Le pianiste suisse Philippe Boaron est à l’origine d’un programme de concerts commémorant les 250 ans de la naissance de Beethoven en mettant en lumière ses nombreuses œuvres sans numéro d’opus – la signification du sigle WoO.
Il enregistre ce Concerto WoO 4 avec la Camerata du Léman, une partition de jeunesse du grand Ludwig dont la paternité semble plutôt confuse.
On constate dans cette œuvre des similitudes avec certains concerti de Mozart, même si la source d’inspiration semble hautement improbable.
Je l’ai néanmoins écouté comme tel, et j’avoue y avoir pris un certain plaisir.
Sans doute ces œuvres de jeunesse bénéficient de cette effet « bain de jouvence », créant de ce fait un véritable entrain chez l’auditeur.
Mais quand bien même la discographie de ce concerto reconstruit par Willy Hess est limitée, on ne manquera pas de remarquer que cette version brille par son dynamisme, sa précision contrapuntique et sa fraîcheur, s’avérant bien plus convaincante par exemple que celle de Joshua Pierce avec l’Orchestre Philharmonique Slovaque, et malgré que le jeu du soliste américain soit particulièrement subtil.
La dixième symphonie comporte moins d’incertitudes quant à ses origines.
L’œuvre fut commandée à Beethoven, via une intervention de Ferdinand Ries, par la Société philharmonique de Londres, pour laquelle avait été initialement écrite la neuvième symphonie, mais qui fut finalement dédiée au Roi de Prusse.
Le premier mouvement a été complètement exhumé des manuscrits laissés par Beethoven, malgré que ses notes et cahiers d’esquisses n’eurent jamais été bien ordonnés.
Ce premier mouvement a d’ailleurs été peu enregistré, et celui de l’orchestre de chambre du Léman revêt les mêmes tonalités vivantes et chaudes que le précédent concerto.
Il éclipse notamment l’interprétation de Walter Weller, dirigeant l’Orchestre Symphonique de Birmingham, publiée chez Chandos en 1988.
On y trouve davantage de couleurs, une part d’énergie fondamentale du grand Maître de Bonn, et, sans aucun doute, une cohésion imparfaite, qui ne sera clairement pas à la hauteur des neuf premières symphonies.
Il n’en reste pas moins que cet Andante réussit sans grande difficulté à captiver l’auditeur par la beauté des lignes mélodiques, ressortant sans doute avec davantage d’acuité lorsque l’effectif orchestral est réduit.

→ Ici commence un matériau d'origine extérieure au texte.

PR #680, opened 2018-08-08
Serialize Connection String

anthonydresser:
Adds the handler for serialization of connection string feature.
https://github.com/Microsoft/sqlopsstudio/pull/2192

Aussi, pour tous ceux qui s’intéressent à ces œuvres orphelines et sans opus chez Beethoven, ce disque me paraît une proposition incontournable, tant par ses qualités artistiques que techniques.
Bravo !
- Titre : Beethoven Concerto n°0 / Symphonie n°10.
- Artistes : Philippe Boaron (piano), Camerata du Léman.
- Format: PCM 24 bit, 96 kHz.
- Ingénieur du son: Jean-Daniel Noir.
- Editeur/Label: VDE-Gallo / Cascavelle.
- Année: 2024
- Genre: Classique.
- Intérêt du format HD (Exceptionnel, Réel, Discutable): Réel.